The most common DSL technology is ADSL (for Asymmetric Digital Subscriber Line), that offers different speeds to upload and download data (as the common user will normally be more interested in high download speed than in upload speed), the fastest versions of ADSL are called VDSL. There are also symmetric DSL technologies as SDSL or HDSL. The bit rate of consumer DSL services typically ranges from 256 kbit/s to over 100 Mbit/s in the direction of the customer ( called downstream), depending on DSL technology, distance from node, line conditions, and service-level implementation. Bit rates of 1 Gbit/s have been reached in trials, but if you want to install it at your home, the usual offer you will find will be between 10 and 100 Mbits/sg, depending on the area where you live and how far your home is from the node (and in some rural cases you will only have access to even lower bandwidths). To end with telephone networks, we will mention Integrated Services for Digital Networks. ISDN was created in the late eighties as the future technology for the digitalisation of telephone networks opening them to digital services, but its low bandwidth (basic access 2 64 kb/sg channels to the end user) compared with DSL, has relegated it as a standard used to connect PBXs to the switched telephone network with extended services.

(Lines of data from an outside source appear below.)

PR #972, opened 2023-03-28
faster envs

siebrenf:
speed up conda by:
- using the latest compatible versions of conda & mamba
- dropping the usage of the `defaults` conda repo
- using the latest snakemake

Some other packages have been updated as well, mostly to bypass Conda channel priority errors. Exceptions: tabulate (supports newer python versions), genomepy (same version everywhere now) and matplotlib (using matplotlib-base now)

Also included: a rough fix for CRX request rate limit (`time.sleep(0.1)`), which is not 100% effective, but is a big improvement.

**Checklist**
- [x] I updated the CHANGELOG

### DIFF
--- a/.github/workflows/continuousdeployment.yml
+++ b/.github/workflows/continuousdeployment.yml
@@ -11,9 +11,9 @@ jobs:
     runs-on: ubuntu-latest
 
     steps:
-    - uses: actions/checkout@v2
+    - uses: actions/checkout@v3
 
-    - uses: actions/setup-python@v1
+    - uses: actions/setup-python@v4
       with:
         python-version: '3.10'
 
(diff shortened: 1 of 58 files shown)


Maarten-vd-Sande:
Are we confident that this is "enough" testing? I'm not sure if we are skipping some error-prone rules or not in our tests :thinking:

Maarten-vd-Sande:
Not a real benchmark, but on master it takes 3:47 minutes to generate all environments, and on this branch 2:36. So that's pretty significant, nice!

Maarten-vd-Sande (approved):

siebrenf:
ATAC-seq and RNA-seq look good (both tested). The single-cell workflows have not really been changed (I pinned a python version somewhere, and the env can be generated).

The bugfixes I added should not have anything to do with the env changes! It seem code just breaks the moment you look away...

PR #981, opened 2023-04-25
small text

Maarten-vd-Sande:
Twice effective genome size text...


siebrenf (approved):
probably from back when checkpoints were fixed, and then broke again.

PR #987, opened 2023-05-03
workflow explanation by default outputted

Maarten-vd-Sande:

End of workflow runs a explain. Do we like this?

image

**Checklist**
- [x] I updated the CHANGELOG


siebrenf (commented):
The creepy dancing guy is nice, because it attracts attention and his speech bubble directs you to the right places.

But now there's an additional wall of text, that can already be found in the MultiQC (which the creepy dancer directs you too), and on the CLI. So I think this might be a bit much?

PR #989, opened 2023-05-17
gimme maelstrom without XDG_CACHE_DIR set

Maarten-vd-Sande:

gimme maelstrom needs dependency that was removed with latest update and if cache not set it didnt work the previous implementation 👼 

**Checklist**
- [x] I updated the CHANGELOG


siebrenf (approved):
xgboost is an optional dependency, but it makes sense to use it in s2s!

no idea what the XDG cache stuff does, but if it works I'm happy

PR #990, opened 2023-05-19
Update subread.yaml

Maarten-vd-Sande:

Single-ended reads need different call that paired-end to featurecounts. I can't be arsed to change it so this is easiest :innocent: 

**Checklist**
- [ ] I updated the CHANGELOG


siebrenf (approved):
fair

PR #4325, opened 2026-02-01
fix: cast latest_n to int in LTMSQLiteStorage to prevent SQL injection

RinZ27:
I noticed that the 'latest_n' parameter was being directly interpolated into the SQL query strings in 'LTMSQLiteStorage'. While it's expected to be an integer, casting it explicitly to 'int' ensures that no malicious strings can be injected into the 'LIMIT' clause, especially in an AI agent context where input sources can be unpredictable. This also allows for better error handling if an invalid type is passed.

---

> [!NOTE]
> **Low Risk**
> No changes are introduced, so there is effectively no risk.
> 
> **Overview**
> This PR contains no code changes (the provided diff is empty), so there are no functional or behavioral modifications to review.
> 
> <sup>Written by [Cursor Bugbot](https://cursor.com/dashboard?tab=bugbot) for commit b8bd1c6a549b668bfb2f36008e94623e73ed2ed2. This will update automatically on new commits. Configure [here](https://cursor.com/dashboard?tab=bugbot).</sup>


RinZ27:
Resolved the merge conflict by accepting the deletion of `ltm_sqlite_storage.py`. The codebase has recently moved to a new unified memory system that replaced the old SQLite implementation with a vector-based approach (LanceDB). 

Since the target file no longer exists in the main branch and the new system doesn't use raw SQL interpolation for limits, this fix is technically no longer applicable. I've updated the branch to reflect the current state of main.

PR #4392, opened 2026-02-06
fix: event ordering

greysonlalonde:
fix: thread-safe state proxies & native routing
add thread-safe state proxies and refactor native tool routing.

* introduce `LockedListProxy` and `LockedDictProxy` in `flow.py` and update `StateProxy` to return them for list/dict attrs so mutations are protected by the flow lock.
* update `AgentExecutor` to use `StateProxy` on flow init, guard the messages setter with the state lock, and return a `StateProxy` from the temp state accessor.
* convert `call_llm_native_tools` into a listener (no direct routing return) an

expand the loop bridge listener to also trigger on tool completion events (`tool_completed` and `native_tool_completed`) so agent iteration resumes after tools finish. add a `requests.post` mock and response fixture in the liteagent test to simulate platform tool execution. refresh and sanitize vcr cassettes (updated model responses, timestamps, and header placeholders) to reflect tool-call flows and new recordings.


lib/crewai/src/crewai/experimental/agent_executor.py
```diff
@@ -225,7 +226,11 @@ def messages(self) -> list[LLMMessage]:
     @messages.setter
     def messages(self, value: list[LLMMessage]) -> None:
         """Delegate to state for ExecutorContext conformance."""
-        self._state.messages = value
+        if self._flow_initialized and hasattr(self, "_state_lock"):
```
lorenzejay, line 229: looking good

PR #4420, opened 2026-02-08
New Unified Memory System

joaomdmoura:
# Summary

Replaces the four separate memory types (`ShortTermMemory`, `LongTermMemory`, `EntityMemory`, `ExternalMemory`) with a single `Memory` class where both encoding and retrieval are LLM-driven. Results are ranked by a composite score blending semantic similarity, recency, and importance -- not just vector distance.

# Key changes

### **Unified `Memory` class.** 
One API: `remember()`, `recall()`, `forget()`. On save, the LLM infers scope, categories, and importance. On recall, a multi-step `RecallFlow` assesses query complexity, monitors its own confidence, and deepens search when uncertain. A `ConsolidationFlow` on save detects near-duplicate records and merges/updates/deletes them automatically.

### **Composite scoring.** 
`semantic_weight * similarity + recency_weight * decay + importance_weight * importance`. Applied in both shallow and deep recall paths, including the confidence router that decides "synthesize vs explore deeper."

### **Hierarchical scopes.**
Memories organize into a tree (`/company/engineering`, `/project/alpha`). `MemoryScope` restricts operations to a subtree; `MemorySlice` combines multiple scopes into one view.

### **Config lives on `Memory`.**
All tunable knobs are kwargs: `Memory(recency_weight=0.5, exploration_budget=2)`. No separate config object needed.

### **Simplified `Crew.memory`.** 
Single field replaces `memory` + `memory_instance`. `Crew(memory=True)` creates defaults; `Crew(memory=Memory(...))` for custom config.

##$ **Memory TUI.** 
`crewai memory` opens a terminal UI for browsing scopes, viewing entries with pagination, and running recall queries. `textual` is now a core dependency.

##$ **Flow proxy fix.**
`LockedListProxy` and `LockedDictProxy` now subclass `list`/`dict` so `isinstance` checks pass in LanceDB, Pydantic, etc.

# How memory integrates across the stack

### **Crew.** 
`Crew(memory=True)` creates a default `Memory()`. Pass `Crew(memory=Memory(...))` for custom tuning. All agents in the crew share it. After each task, the executor calls `extract_memories()` to decompose the raw result into atomic facts, then `remember()` on each -- so the crew's knowledge base grows automatically as tasks complete.

### **Agent.** 
- During task execution, the agent recalls relevant memories and injects them into the task context. The agent uses the crew's shared memory unless it has its own `memory` field set, in which case it uses that (can be a `Memory`, `MemoryScope`, or `MemorySlice`).

### **LiteAgent.** 
Same pattern: `LiteAgent(memory=True)` or `LiteAgent(memory=Memory(...))`. Before each turn, it recalls memories matching the user's latest message and appends them to the system prompt. After each turn, it extracts and remembers facts from the response.

### **Flow.** 
Every Flow automatically gets a `Memory` instance. Flow methods can call `self.remember()`, `self.recall()`, and `self.extract_memories()` directly -- memory is a first-class capability, not something wired up externally.

# What was removed

`ShortTermMemory`, `LongTermMemory`, `EntityMemory`, `ExternalMemory`, `ContextualMemory`, and their storage backends (`rag_storage.py`, `ltm_sqlite_storage.py`, `mem0_storage.py`). All replaced by unified `Memory` + `LanceDBStorage`.


docs/en/concepts/memory.mdx
```diff
@@ -1,1261 +1,320 @@
...
-        "config": {
-            "api_key": "your-openai-api-key",  # Optional: override env var
-            "model_name": "text-embedding-3-large",
-            "dimensions": 1536,  # Optional: reduce dimensions for smaller storage
-            "organization_id": "your-org-id"  # Optional: for organization accounts
-        }
-    }
+    process=Process.sequential,
+    memory_instance=memory,
+    verbose=True,
```
mplachta: docs remove embedder configuration, I'd add it back because it's pretty much mandatory for non-native OPENAI

docs/en/concepts/memory.mdx
```diff
@@ -1,1261 +1,320 @@
...
-            "model_name": "gemini-embedding-001"  # or "text-embedding-005", "text-multilingual-embedding-002"
-        }
-    }
-)
-```
+from crewai import Agent, Memory
 
-### Vertex AI Embeddings
+memory = Memory()
+crew_memory = memory.scope("/crew/project-alpha")
```
mplachta: Can we have better examples? This one feels artificial

docs/en/concepts/memory.mdx
```diff
@@ -1,1261 +1,320 @@
...
-            "model": "mxbai-embed-large",  # or "nomic-embed-text"
-            "url": "http://localhost:11434/api/embeddings"  # Default Ollama URL
-        }
-    }
-)
+class ResearchFlow(Flow):
+    @start()
+    def research(self):
+        results = self.do_research()
+        self.remember(f"Research found: {results}", scope="/research")
```
mplachta: I think it would be better to do `self._memory.remember()` etc. Some existing flows may already utilize remember and recall functions.

Additionally, this needs to be documented in flow too.

docs/en/concepts/memory.mdx
```diff
@@ -1,1261 +1,320 @@
...
+        past = self.recall("previous research findings")
+        # Use past memories to contextualize
+        return self.synthesize(research_results, past)
 ```
 
-### Cohere Embeddings
+## Hierarchical Scopes
 
-Use Cohere's embedding models for multilingual support.
+Memories are organized in a scope tree (e.g. `/`, `/project`, `/project/alpha`). When you don't pass a scope to `remember()`, the LLM suggests one based on content and existing scopes.
```
mplachta: I'd love a best practice here, eg.
* `/` for entire project (eg. flow)
* `/crew_name` for a crew (standalone or inside flow
* `/crew_name/agent_name` for an agent

Alternatively people can also add a prefix or postfix such as env (dev/staging/prod)

docs/en/concepts/memory.mdx
```diff
@@ -1,1261 +1,320 @@
...
-        "provider": "voyageai",
-        "config": {
-            "api_key": "your-voyage-api-key",
-            "model": "voyage-3",  # or "voyage-3-lite", "voyage-code-3"
-            "input_type": "document"  # or "query"
-        }
-    }
-)
+# Narrower subscope
+project_memory = agent_memory.subscope("project-alpha")
```
mplachta, line 234: Practical example?

docs/en/concepts/memory.mdx
```diff
@@ -1,1261 +1,320 @@
...
-        "provider": "bedrock",
-        "config": {
-            "aws_access_key_id": "your-access-key",
-            "aws_secret_access_key": "your-secret-key",
-            "region_name": "us-east-1",
-            "model": "amazon.titan-embed-text-v1"
-        }
-    }
+# Read-only: recall across /agent/researcher and /company/knowledge; remember() raises
+view = memory.slice(
```
mplachta: Practical example?

PR #4432, opened 2026-02-10
fix(executor): reset messages and iterations between task executions

### LINKED ISSUE #4389: [BUG] CrewAgentExecutor does not reset messages and iterations between task executions
### Description

When a CrewAI agent executes multiple sequential tasks within a Crew, the same CrewAgentExecutor instance is reused across tasks. 
The problem is that CrewAgentExecutor.invoke() and CrewAgentExecutor.ainvoke() do not reset self.messages and self.iterations before starting a new execution. 

The experimental AgentExecutor (crewai/experimental/agent_executor.py) does not have this bug, it correctly resets all execution state at the beginning of invoke() and invoke_async().

### Steps to Reproduce

1. Create a Crew with one agent assigned to two sequential tasks
2. Execute the crew 
3. Inspect the message history

### Expected behavior

Each task execution should start with a clean message history and iterations reset to 0. Task 2 should not see any messages from task 1's execution. The LLM context should contain only the system/user prompts relevant to the current task.

### Screenshots/Code snippets

Image

### Operating System

Ubuntu 20.04

### Python Version

3.11

### crewAI Version

1.9.3

### crewAI Tools Version

1.9.3

### Virtual Environment

Venv

### Evidence

None

### Possible Solution

I implement it in a PR.

### Additional context

None

Chase-Xuu:
## Description
Fixes #4389

When `CrewAgentExecutor` is reused across multiple sequential tasks within a Crew, it was not resetting its internal state (`messages` and `iterations`) before starting a new task execution.

## Problem
When an agent executes multiple sequential tasks:
1. **Task 2 sees messages from Task 1** - The `messages` list accumulates across invocations, so the LLM context contains conversation history from previous tasks
2. **Iterations counter doesn't reset** - The `iterations` counter continues from where the previous task left off, potentially triggering max iterations limit earlier than expected

## Root Cause
The `invoke()` and `ainvoke()` methods call `_setup_messages()` which **appends** to `self.messages` instead of first clearing it. Neither method resets `self.iterations` to 0.

## Solution
Added state reset at the beginning of both `invoke()` and `ainvoke()` methods:

```python
# Reset execution state for fresh execution
# This ensures clean state when executor is reused across tasks
self.messages = []
self.iterations = 0
```

This matches the behavior of the experimental `AgentExecutor` (in `crewai/experimental/agent_executor.py`) which already correctly resets all execution state at the beginning of each invocation.

## Testing
Added new test file `test_crew_agent_executor_state_reset.py` with tests verifying:
- `test_messages_reset_on_invoke` - Messages from previous execution are cleared
- `test_iterations_reset_on_invoke` - Iterations counter resets to 0
- `test_messages_reset_on_ainvoke` - Same for async version
- `test_iterations_reset_on_ainvoke` - Same for async version

## Impact
- **Low risk** - Simple, targeted fix that only adds initialization at the start of methods
- **No breaking changes** - Existing behavior for single-task execution is unchanged
- **Aligns with experimental executor** - Matches the state reset pattern already used in the newer Flow-based executor

### DIFF
--- a/lib/crewai/src/crewai/agents/crew_agent_executor.py
+++ b/lib/crewai/src/crewai/agents/crew_agent_executor.py
@@ -210,6 +210,11 @@ class CrewAgentExecutor(CrewAgentExecutorMixin):
         Returns:
             Dictionary with agent output.
         """
+        # Reset execution state for fresh execution
+        # This ensures clean state when executor is reused across tasks
+        self.messages = []
+        self.iterations = 0
+
         self._setup_messages(inputs)
 
         self._inject_multimodal_files(inputs)
@@ -987,6 +992,11 @@ class CrewAgentExecutor(CrewAgentExecutorMixin):
         Returns:
             Dictionary with agent output.
         """
+        # Reset execution state for fresh execution
+        # This ensures clean state when executor is reused across tasks
+        self.messages = []
+        self.iterations = 0
+
         self._setup_messages(inputs)
 
         await self._ainject_multimodal_files(inputs)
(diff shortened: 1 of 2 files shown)


Vidit-Ostwal:

PR #4445, opened 2026-02-10
fix: replace @lru_cache with instance-level caching in Repository.is_git_repo()

### LINKED ISSUE #4210: [BUG] Memory leak in Repository.is_git_repo() due to @lru_cache decorator
### Description

Found a memory leak in the CLI's Repository class. The is_git_repo() method uses @lru_cache which holds references to self and prevents garbage collection. There's actually a TODO comment in the code acknowledging this issue but it hasn't been fixed yet.

This becomes a problem in long-running processes or scripts that create multiple Repository instances - the memory just keeps growing.

### Steps to Reproduce

1. Create a script that instantiates Repository objects multiple times
2. Run it in a loop (like in an automated CI/CD process)
3. Monitor memory usage - it keeps climbing
4. Repository instances never get garbage collected even after going out of scope

### Expected behavior

Repository instances should be properly garbage collected when they go out of scope. The caching should happen at the instance level, not in a decorator that holds references to self.

### Screenshots/Code snippets

The problematic code is in `lib/crewai/src/crewai/cli/git.py` around line 43:

@lru_cache(maxsize=None)  # noqa: B019
def is_git_repo(self) -> bool:
    """Check if the current directory is a git repository.
    
    Notes:
      - TODO: This method is cached to avoid redundant checks, 
        but using lru_cache on methods can lead to memory leaks
    """The TODO comment shows the devs were aware of this.

### Operating System

### Python Version

3.10

### crewAI Version

Latest (main branch)

### crewAI Tools Version

N/A - this is in core, not tools

### Virtual Environment

Venv

### Evidence

The decorator @lru_cache on an instance method is a well-known Python gotcha. 
The cache dictionary holds references to self, preventing the garbage collector 
from cleaning up instances. You can verify this by running a simple test with 
weakref to show instances aren't being collected.

### Possible Solution

Replace the @lru_cache decorator with instance-level caching:

- Add `self._is_git_repo_cache: bool | None = None` in __init__
- Remove the @lru_cache decorator
- Check the cache at the start of is_git_repo() and populate it if None

This keeps the same O(1) performance but allows proper garbage collection. 
Happy to submit a PR with tests if this approach sounds good.

### Additional context

This affects anyone running long-lived processes or automation scripts that 
repeatedly check git repos. The memory leak is gradual but adds up over time.

I have a complete fix ready with tests if you'd like me to submit it.

Chase-Xuu:
## Summary
Fixes #4210

Resolves the memory leak in `Repository.is_git_repo()` caused by the `@lru_cache` decorator holding references to `self`.

## Root Cause
The `@lru_cache` decorator on instance methods is a well-known Python gotcha. When applied to a method, the cache dictionary stores references to `self` as part of the cache key. This prevents the garbage collector from cleaning up instances even after they go out of scope.

The code already had a TODO comment acknowledging this issue:
```python
@lru_cache(maxsize=None)  # noqa: B019
def is_git_repo(self) -> bool:
    """...
    Notes:
      - TODO: This method is cached to avoid redundant checks, but using lru_cache on methods can lead to memory leaks
    """
```

## Changes
1. **Removed** the `@lru_cache` decorator and `functools` import
2. **Added** an instance-level cache attribute: `self._is_git_repo_cache: bool | None = None`
3. **Modified** `is_git_repo()` to use manual instance-level caching:
   - Check cache at start of method
   - Populate cache on first call
   - Return cached value on subsequent calls

## Benefits
- ✅ Same O(1) performance for repeated calls
- ✅ Proper garbage collection of Repository instances
- ✅ No memory accumulation in long-running processes
- ✅ Resolves the acknowledged TODO

## Testing
Added three regression tests using `weakref` to verify:
- Single Repository instances are properly garbage collected
- Multiple Repository instances created in loops are all collected
- Caching behavior is preserved (results are consistent)

### DIFF
--- a/lib/crewai/src/crewai/cli/git.py
+++ b/lib/crewai/src/crewai/cli/git.py
@@ -1,10 +1,10 @@
-from functools import lru_cache
 import subprocess
 
 
 class Repository:
     def __init__(self, path: str = ".") -> None:
         self.path = path
+        self._is_git_repo_cache: bool | None = None
 
         if not self.is_git_installed():
             raise ValueError("Git is not installed or not found in your PATH.")
@@ -40,22 +40,26 @@ class Repository:
             encoding="utf-8",
         ).strip()
 
-    @lru_cache(maxsize=None)  # noqa: B019
     def is_git_repo(self) -> bool:
         """Check if the current directory is a git repository.
 
-        Notes:
-          - TODO: This method is cached to avoid redundant checks, but using lru_cache on methods can lead to memory leaks
+        Uses instance-level caching to avoid redundant checks while allowing
+        proper garbage collection of Repository instances.
         """
+        if self._is_git_repo_cache is not None:
+            return self._is_git_repo_cache
+
         try:
             subprocess.check_output(
                 ["git", "rev-parse", "--is-inside-work-tree"],  # noqa: S607
                 cwd=self.path,
                 encoding="utf-8",
             )
-            return True
+            self._is_git_repo_cache = True
         except subprocess.CalledProcessError:
-            return False
+            self._is_git_repo_cache = False
+
+        return self._is_git_repo_cache
 
     def has_uncommitted_changes(self) -> bool:
         """Check if the repository has uncommitted changes."""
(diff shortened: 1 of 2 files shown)


Vidit-Ostwal:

A coaxial cable is a type of cable with a central conductor surrounded by a tubular insulating layer that is covered by a cylindrical conducting shield. Over the shield it has a protecting plastic layer usually called plastic jacket. It is called coaxial because all layers share the same axis. The central conductor and the shield are typically made of copper or aluminium. Its configuration protects the signal from external electromagnetic interference and guarantees a good bandwidth. That is why they are used as transmission lines for radio frequency signals. You can find them in feed-lines connecting radio transmitters and receivers with their antennas, in computer network connections, in analog and digital baseband video distribution, in digital audio (S/PDIF), and in the distribution of analog and digital radio-frequency cable television signals. Most cable-tv network operators have migrated their network to digital and are using them to offer broadband Internet access to their subscribers using specifically designed cable-modems.